PR #530, opened 2026-05-26
diskfs: avoid reusing cached deleted inodes

benjarvis:
## Summary
- keep deleted inode home blocks allocated while inode structs remain cached
- prevent new creates from reusing an inum that is still present in the inode cache
- update orphan-drain comments to match the current leak-until-generation-safe behavior

## Testing
- make syntax
- git diff --check upstream/main...HEAD
- cmake --build /tmp/diskfs-fail-build --target chimera_vfs_diskfs -j 8


benjarvis:
Superseded by #531, which includes this deleted-inode reuse fix plus the diskfs metrics/RMW changes.

Issue #79, opened 2026-01-15
Fix FSSTAT abytes field - should be available bytes, not used bytes


benjarvis:
## Summary

The FSSTAT procedure incorrectly populates the `abytes` field with "space used" instead of "available bytes".

## Current State

In `src/server/nfs/nfs3_proc_fsstat.c:36`:
```c
res.resok.abytes = attr->va_fs_space_used;  // WRONG
```

## Required Functionality

Per RFC 1813:
- `tbytes`: Total bytes on filesystem
- `fbytes`: Free bytes on filesystem
- `abytes`: Free bytes available to requesting user (may be less than fbytes due to quotas/reserved space)

## Fix

```c
res.resok.abytes = attr->va_fs_space_avail;  // Or similar available-space field
```

If VFS doesn't have an "available to user" field, `abytes` should equal `fbytes` as a reasonable default.

## Priority

Medium - Incorrect values may cause client-side space calculations to fail.

PR #547, opened 2026-05-27
submodule: bump libevpl so a malformed peer reply no longer aborts the server

benjarvis:
## Summary

A peer sending an RPC reply that fails to decode (truncated, malformed, or `len != length`) made libevpl's generated reply dispatcher return an error that `rpc2.c` turned into `evpl_rpc2_abort()` — **crashing the entire chimera process**. A client (or a buggy/dying peer) could take the server down.

This bumps `ext/libevpl` to pull in the rpc2 hardening: such a reply is now delivered to the request's completion callback as a failed call (`EVPL_RPC2_REPLY_DECODE_ERROR`, reply `NULL`) instead of aborting, so the caller cleans up and the server stays up. chimera's rpc2 client callbacks already check `status` before touching the reply.

## How it was found

The NFSv4.1 delegation callback path: when a client's callback server dies mid-reply and returns a truncated `CB_COMPOUND` reply (pynfs DSESS9003 does exactly this), chimera aborted with `evpl_rpc2_abort("Failed to dispatch rpc2 reply: 2")`. With this bump, chimera instead completes the recall with an error (revoking the delegation / marking the callback path down) and stays running.

## Dependency chain

- chimera-nas/xdrzcc#8 — codegen change.
- chimera-nas/libevpl#79 — adds `EVPL_RPC2_REPLY_DECODE_ERROR` + bumps `ext/xdrzcc` to #8.
- This PR — bumps `ext/libevpl` to #79.

Merge order: xdrzcc#8 → libevpl#79 (re-point `ext/xdrzcc` to the merged commit) → this PR (re-point `ext/libevpl` to the merged commit).

## Testing

- All 1590 `posix/*_nfs3*` + `posix/*_nfs4*` client tests pass (these exercise the regenerated reply dispatcher heavily) — no regression in normal reply handling.
- Under the Debug/AddressSanitizer build, the malformed-`CB_COMPOUND` scenario that previously aborted the server now completes cleanly and the daemon shuts down normally.

Note: this fixes the server-crash facet only; pynfs DSESS9003 itself still cannot pass (its py3.14 callback handler kills its own poll thread on the deliberately-unanswered recall, independent of the server) and remains disabled.


benjarvis:
Superseded by #551, which bumps ext/libevpl to the now-merged libevpl#79 (the malformed-reply server-crash fix) and builds the DSESS9003 recall-retransmit feature on top. #551 points at the merged libevpl commit rather than this PR's pre-merge branch pointer.

PR #585, opened 2026-05-29
smb2: generic async-interim (STATUS_PENDING) response infrastructure

benjarvis:
## Summary

Adds a reusable defer-and-emit-interim path that the dispatch site arms
on defer-eligible commands (READ, WRITE, FLUSH) when they are the tail
of their compound:

- Handler completes within 500us window -> `chimera_smb_complete_request`
  cancels the timer, request replies synchronously, no interim sent.
- Underlying VFS op takes longer -> timer fires a standalone SMB2
  `STATUS_PENDING` with `SMB2_FLAGS_ASYNC_COMMAND` and an `AsyncId` set to
  the original MessageId (Samba's convention).  The eventual final reply
  picks up `request->async_id != 0` and tags itself with the same flag.

New file `src/server/smb/smb_async_interim.c` hosts the
`arm` / `cancel` / `fire` / `drain` helpers.  `arm` snapshots the
signing key, dialect, session id, credit fields, and signed-session bit
on the request itself -- same pattern `smb_proc_change_notify.c` uses --
so the fire path does not race with concurrent session teardown for the
signing material.

## State threading

- `chimera_smb_request.async` substruct (timer + park_next + signing
  snapshot + armed) reuses the existing free-list-allocated request, no
  extra alloc cost; `chimera_smb_request_alloc` zeros it.
- `chimera_smb_conn.parked_requests` singly-linked list head; CANCEL
  walks it by AsyncId; `chimera_smb_conn_free` drains it before tearing
  down the bind.
- `chimera_smb_complete_request` gains a one-line cancel hook at the
  top.  `chimera_smb_compound_advance` arms in front of the dispatch
  switch when the command is defer-eligible AND this slot is the tail.

The whole machinery runs on the request's owning conn thread (dispatch,
timer fire, complete_request all serialise on the single-threaded evpl
loop), so no locks are needed.

## Mid-chain async deliberately NOT failed with INTERNAL_ERROR

MS-SMB2 reserves `STATUS_INTERNAL_ERROR` for a mid-compound op that goes
async, but chimera's current READ/WRITE/FLUSH producers either complete
in-line or via a callback that marshals back to the conn thread, so no
interim ever fires mid-chain today.  A mid-chain ban would falsely fail
a legitimately-fast mid-compound `FLUSH+WRITE`, `WRITE+CLOSE`, etc.
When a future producer (oplock break, lease break, blocking lock) adds
a genuinely long-running mid-chain op, the rule can be added alongside
it.

## CHANGE_NOTIFY left bespoke

`smb_notify.c`'s existing interim path is correct and already tested.
The two paths do not conflict (separate `parked_notifies` /
`parked_requests` lists; CANCEL walks both).  Folding notify in is a
later cleanup, not gated on test wins.

## Test wins

**None by itself.**  The infrastructure only ever emits an interim when
an underlying op exceeds 500us, which none of chimera's current VFS
operations do.  This is foundation for the eventual oplock-break /
lease-break / blocking-lock work.

## Validation (no regressions)

- `smb2.compound_async` stays 4/10 (Phase 1 wins from #584 intact).
- `smb2.compound` 9/20.
- `smb2.notify-inotify` green.
- Memfs sweep: compound, compound_find, compound_async, read, rw,
  sharemode, check-sharemode, create_no_streams, connect, tcon, mkdir,
  winattr2, secleak, timestamps, notify-inotify.
- Cairn + io_uring cross-backend: 9 compound + 4 compound_async on each.

## Stack

Stacked on **#584** (`smb-compound-fileid-propagate`), which itself stacks
on **#583** (`smb-compound-validation`).

### DIFF
--- a/src/server/smb/CMakeLists.txt
+++ b/src/server/smb/CMakeLists.txt
@@ -12,7 +12,7 @@ add_library(chimera_smb SHARED
     smb_proc_reparse.c smb_proc_change_notify.c smb_proc_cancel.c
     smb_proc_sparse.c smb_proc_copychunk.c
     smb_proc_lock.c smb_proc_oplock_break.c
-    smb_notify.c smb_sharemode.c smb_ntlm.c smb_durable.c
+    smb_notify.c smb_async_interim.c smb_sharemode.c smb_ntlm.c smb_durable.c
     smb_wbclient.c smb_auth.c smb_gssapi.c
     #idl/ndr_dcerpc.c
 )
--- a/src/server/smb/smb.c
+++ b/src/server/smb/smb.c
@@ -20,6 +20,7 @@
 #include "server/server.h"
 #include "evpl/evpl.h"
 #include "smb_internal.h"
+#include "smb_async_interim.h"
 #include "smb_wbclient.h"
 #include "smb_procs.h"
 #include "smb_notify.h"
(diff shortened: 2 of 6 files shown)


benjarvis:
Rehashing this into some related OpLock work that will land in a different PR

PR #605, opened 2026-05-31
nfs/client: RDMA zero-copy reads land in the caller's buffer (read_into Phase 2)

benjarvis:
## What

Phase 2 of `read_into` — the RDMA zero-copy payoff. When a read carries caller-provided destination buffers (`chimera_vfs_read_into`, from #603) and the upstream NFS connection is RDMA, the NFS client arms the READ's RPC **write chunk** to *be* the caller's buffer (`evpl_rpc2_conn_set_write_chunk_dest`), so the server RDMA-writes the reply data straight into it — **no copy** — and sets `read.landed_in_dest` so the VFS core skips its scatter-copy fallback.

- `nfs3_read.c` (NFS3 READ) and `nfs4_read.c` (NFS4 READ COMPOUND) both arm it. The write chunk carries the READ data field exactly as the internally-allocated chunk did; only the buffer source changes.
- Single-iovec dest only; **TCP and multi-iovec dest fall back to the Phase-1 copy** (correct, just not zero-copy).

End to end: `fio` (NFS3-RDMA) → `chimera_read_into` (#603) → VFS core → NFS client arms the write chunk → server RDMA-writes into fio's `xfer_buf`. No per-read copy anywhere on the read path.

## Submodule

Bumps libevpl to the `rpc2-write-chunk-dest` branch tip for `evpl_rpc2_conn_set_write_chunk_dest()`. **Re-bump to libevpl `main` after chimera-nas/libevpl#85 merges.**

## Dependencies / stacking

- Depends on **#603** (read_into Phase 1) and **chimera-nas/libevpl#85**.
- Stacked on the #603 branch — until #603 merges, this PR's diff also shows the Phase-1 commit. It shrinks to just the NFS changes + submodule bump once #603 lands.

## Validation

libevpl#85 adds a `rdma_ddp` `read_into` case proving the server RDMA-writes into the exact armed buffer (zero-copy) over the software-RDMA emulation. The chimera RDMA path itself needs a live RDMA rig — author validation on node-3: the `fio` NFS3-RDMA read job should show correct data (`verify=crc32c`) with the old per-read copy gone from `perf`, and throughput/CPU improved vs the Phase-1 copy path. Builds clean; Phase-1 memfs copy path (the `client_read_into` test) still green.

### DIFF
--- a/src/client/CMakeLists.txt
+++ b/src/client/CMakeLists.txt
@@ -4,7 +4,7 @@
 
 add_library(chimera_client SHARED client.c client_dispatch.c
             client_mount.c client_umount.c
-            client_open.c client_mkdir.c client_mknod.c client_close.c client_read.c client_write.c
+            client_open.c client_mkdir.c client_mknod.c client_close.c client_read.c client_read_into.c client_write.c
             client_symlink.c client_link.c client_remove.c client_rename.c
             client_readlink.c client_stat.c client_readdir.c client_statfs.c
             client_copy_range.c client_clone_range.c)
--- a/src/client/client.h
+++ b/src/client/client.h
@@ -201,6 +201,29 @@ chimera_writerv(
     chimera_write_callback_t        callback,
     void                           *private_data);
 
+/* Zero-copy read into caller-provided evpl_iovec(s).  Like chimera_read(), but
+ * the data lands directly in `iov` (over RDMA the buffers become the server's
+ * write target -- no copy).  The caller owns `iov` (borrow): keep the buffers
+ * alive until the callback fires, then release them.  The callback reports the
+ * byte count and eof; the data is already in the caller's buffers. */
+typedef void (*chimera_read_into_callback_t)(
+    struct chimera_client_thread *thread,
+    enum chimera_vfs_error        status,
+    uint32_t                      count,
+    uint32_t                      eof,
+    void                         *private_data);
+
+void
+chimera_read_into(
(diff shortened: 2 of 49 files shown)


benjarvis:
**Reworked the libevpl integration to use an explicit API** (code-therapy pass). The earlier approach passed the RDMA write-chunk destination through a one-shot connection side-channel (`evpl_rpc2_conn_set_write_chunk_dest`) to avoid changing the RPC call signature. That's now replaced with an explicit, optional `send_call_*` argument — clearer intent, no hidden per-connection state.

What changed here:
- `nfs3_read`/`nfs4_read` pass the read_into destination buffer directly through the new `write_chunk_iov`/`write_chunk_niov` arguments (still set `landed_in_dest` so the VFS core skips its copy).
- Every NFS3/NFS4/NLM/portmap/callback `send_call_*` site (~70) threads `NULL`/`0` through the new arguments to match the regenerated signature.
- Submodule bumped to libevpl `rpc2-write-chunk-param` (chimera-nas/libevpl#87), which carries the xdrzcc codegen change (chimera-nas/xdrzcc#9).

Validated: clean build, all 7 libevpl rpc2 tests + the chimera `client_read_into` test + 12 NFS3 client tests (symlink/link/remove/rename/readlink/stat) pass.

**Dependency chain now:** xdrzcc#9 → libevpl#87 → this PR. Re-bump each submodule to its repo's `main` as the PRs merge up the chain.

PR #621, opened 2026-06-02
vfs/smb: round-trip caller-supplied timestamps on setattr (smb2.setinfo)

benjarvis:
MS-FSCC 2.4.7 `SetFileInformation(FileBasicInformation)` lets a client set the file's `CreationTime` / `LastAccessTime` / `LastWriteTime` / `ChangeTime` explicitly, or omit any of them by sending 0 (or the freeze/thaw sentinels) to mean "don't change this field". In particular:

**EXERCISE INSTRUCTIONS**
Out of the data above, return each line where the word "xdrzcc" can be found.

**WRITTEN ANSWER**
- chimera-nas/xdrzcc#8 — codegen change.
- chimera-nas/libevpl#79 — adds `EVPL_RPC2_REPLY_DECODE_ERROR` + bumps `ext/xdrzcc` to #8.
Merge order: xdrzcc#8 → libevpl#79 (re-point `ext/xdrzcc` to the merged commit) → this PR (re-point `ext/libevpl` to the merged commit).
- Submodule bumped to libevpl `rpc2-write-chunk-param` (chimera-nas/libevpl#87), which carries the xdrzcc codegen change (chimera-nas/xdrzcc#9).
**Dependency chain now:** xdrzcc#9 → libevpl#87 → this PR. Re-bump each submodule to its repo's `main` as the PRs merge up the chain.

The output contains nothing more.